- Assignment: Your answer should show every line of the material below that includes "KennethBWSong".

- Provided material:
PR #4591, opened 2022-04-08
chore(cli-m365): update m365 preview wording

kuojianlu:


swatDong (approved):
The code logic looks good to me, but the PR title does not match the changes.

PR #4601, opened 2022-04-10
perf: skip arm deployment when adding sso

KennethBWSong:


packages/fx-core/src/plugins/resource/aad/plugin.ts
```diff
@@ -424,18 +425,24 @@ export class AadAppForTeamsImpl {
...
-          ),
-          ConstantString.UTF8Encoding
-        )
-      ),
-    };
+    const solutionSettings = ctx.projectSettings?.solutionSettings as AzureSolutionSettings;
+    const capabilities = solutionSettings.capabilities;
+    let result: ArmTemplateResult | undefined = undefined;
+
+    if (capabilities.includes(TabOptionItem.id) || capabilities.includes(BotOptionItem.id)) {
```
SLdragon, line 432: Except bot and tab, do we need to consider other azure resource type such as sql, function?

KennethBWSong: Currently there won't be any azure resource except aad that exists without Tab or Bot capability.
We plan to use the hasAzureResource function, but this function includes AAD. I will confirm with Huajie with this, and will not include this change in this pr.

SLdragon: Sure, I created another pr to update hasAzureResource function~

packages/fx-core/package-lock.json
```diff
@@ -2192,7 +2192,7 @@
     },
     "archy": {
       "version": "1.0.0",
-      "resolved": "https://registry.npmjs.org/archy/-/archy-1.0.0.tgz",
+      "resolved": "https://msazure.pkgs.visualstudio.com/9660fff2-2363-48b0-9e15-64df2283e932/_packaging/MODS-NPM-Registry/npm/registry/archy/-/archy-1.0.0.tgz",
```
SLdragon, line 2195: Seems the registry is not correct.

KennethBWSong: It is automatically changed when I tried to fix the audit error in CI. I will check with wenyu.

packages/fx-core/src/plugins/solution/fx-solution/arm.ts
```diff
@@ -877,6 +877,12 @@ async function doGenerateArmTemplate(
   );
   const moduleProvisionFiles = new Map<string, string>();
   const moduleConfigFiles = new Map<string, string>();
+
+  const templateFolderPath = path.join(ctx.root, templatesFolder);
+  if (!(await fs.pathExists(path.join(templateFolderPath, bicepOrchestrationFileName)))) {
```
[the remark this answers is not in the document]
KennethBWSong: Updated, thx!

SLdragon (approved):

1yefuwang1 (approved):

- Your solution:
KennethBWSong:
KennethBWSong: Currently there won't be any azure resource except aad that exists without Tab or Bot capability.
KennethBWSong: It is automatically changed when I tried to fix the audit error in CI. I will check with wenyu.
KennethBWSong: Updated, thx!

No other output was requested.